La donnée est indispensable au développement de nouveaux services à destination des usagers. (NDLR : Vélo’v, Onlymoov, …). Plus cette donnée sera précise plus elle sera utilisable et pertinente pour le plus grand nombre. Connaître en temps réel le nombre de places disponibles dans les parkings de Lyon, permettre aux non-voyants d'obtenir leur localisation exacte ainsi que les principaux points d'intérêt à proximité grâce à une commande vocale ou le nombre de défibrillateurs et leur implantation dans une commune sont des applications qui résultent d’une collecte, d’une gestion puis d’une diffusion à forte valeur ajoutée. La bonne gestion des données participe aussi au développement économique.

Quel être votre rôle à travers ce processus de collecte puis de diffusion de la donnée ?
L’objectif est d’abord d’encourager l’ensemble des services de la métropole à ouvrir leurs fichiers de données jusqu’alors sous-exploités. Il faut pouvoir argumenter sur un sujet, celui de l’open data qui ne parle pas forcément à tout le monde. Il faut donc pouvoir parler de la donnée, la décrire et montrer comment elle peut être utilisable et pertinente. Notre service travaille en étroite collaboration avec l’écosystème des entreprises locales pour développer des solutions utiles aux usagers de la ville.

Un exemple ?
Nous avons dernièrement optimisé l’ensemble des données relatives aux Maisons de la Métropole initialement dispersées dans chaque service. Au-delà d’une simple liste avec les adresses associées, nous avons intégré les horaires d’ouverture ainsi que la géolocalisation pour chacune d’entre elles. Des informations disponibles en ligne sur notre plate-forme Open Data (NDLR : https://data.grandlyon.com). Cela paraît simple mais encore faut-il mobiliser les services associés, collecter les données puis les traiter de manière à ce qu’elles puissent être utilisables par les usagers. Certaines postures doivent évoluer par rapport à la donnée. Le but étant in fine de proposer une vision territoriale de la donnée.

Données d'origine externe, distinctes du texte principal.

PR #2895, opened 2023-01-31
EAR-1972 Change default theme

Paul-Joel:

Removes the existing 'GB'/default theme, and replaces it with the 'business' theme in the UI
Also changes all instances of the 'default' theme value in 'theme', 'previewTheme' and 'shortName' throughout the code
Uses a migration to update existing values from 'default' to 'business'

Note changes do not fix the known issue with the value of the top level 'theme' not updating, it only changes the value from 'default' to prevent an error with ENUM matching

### How to review

Pre-test
1. Open the UI on the master branch
2. Create a questionnaire set to the 'GB'/default theme
3. Create a questionnaire set to the 'Social' theme

Test change
1. Open the UI on the PR branch
2. Create a new questionnaire
4. Confirm in 'Settings' > 'Themes' that the 'Business' theme is selected by default.
5. Check the export to ensure that the 'business' theme is set to 'true', and the 'previewTheme' value is set to 'business'
6. Change the theme value via the UI, ensuring to deselect the 'business' theme.
7. Ensure the export reflects the change correctly.

Test migration 
1. Still on the PR branch
2. Open the questionnaire that was created with the 'GB'/default theme
3. Check it is now set to the 'Business' theme in the UI and the export 
4. Open the questionnaire that was created with the 'Social' theme
5. Check it is still set to the 'Social' theme in the UI and the export

### DIFF
--- a/eq-author-api/migrations/updateDefaultToBusinessTheme.test.js
+++ b/eq-author-api/migrations/updateDefaultToBusinessTheme.test.js
@@ -1,0 +1,27 @@
+const updateUKIStoBEISTheme = require("./updateDefaultToBusinessTheme");
+
+describe("updateDefaultThemes", () => {
+  it("should update default theme", () => {
+    const questionnaire = {
+      themeSettings: {
+        id: "1",
+        previewTheme: "default",
+        themes: [
+          {
+            enabled: true,
+            shortName: "default",
+            legalBasisCode: "VOLUNTARY",
+            eqId: "123",
+            formType: "1234",
+            id: "default",
+          },
+        ],
+      },
+    };
+
+    const updatedTheme = updateUKIStoBEISTheme(questionnaire);
+    expect(updatedTheme.themeSettings.themes[0].shortName).toBe("business");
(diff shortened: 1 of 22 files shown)


eq-author-api/migrations/updateDefaultToBusinessTheme.test.js
```diff
@@ -0,0 +1,27 @@
+const updateUKIStoBEISTheme = require("./updateDefaultToBusinessTheme");
```
martyncolmer, line 1: Function name doesn't match the action

martyncolmer (changes requested):

eq-author-api/migrations/updateDefaultToBusinessTheme.test.js
Paul-Joel: Renamed function

farres1 (approved):

sudeepkunhis (approved):

martyncolmer (approved):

Où en sont vos discussions avec Google à propos de vos licences ?
La qualité des données produites sur la mobilité à l’échelon du territoire métropolitain intéresse effectivement Google et aussi Waze qui nous ont sollicité pour pouvoir les utiliser dans leurs applications GPS. Pour l’instant nous n’avons pas donné suite car nous souhaitons que nos politiques publiques soient respectées. Par exemple en matière de voierie, la métropole hiérarchise certaines voies en proposant aux automobilistes des parcours qui évitent des zones « protégées », avec par exemple des écoles. Nous ne souhaitons pas que ces zones voient leur trafic densifié par des applications GPS qui optimiseraient à outrance les temps de trajets en ville. Par là nous souhaitons également protéger et promouvoir le savoir-faire local des entreprises qui ont développé avec nos solutions de mobilité.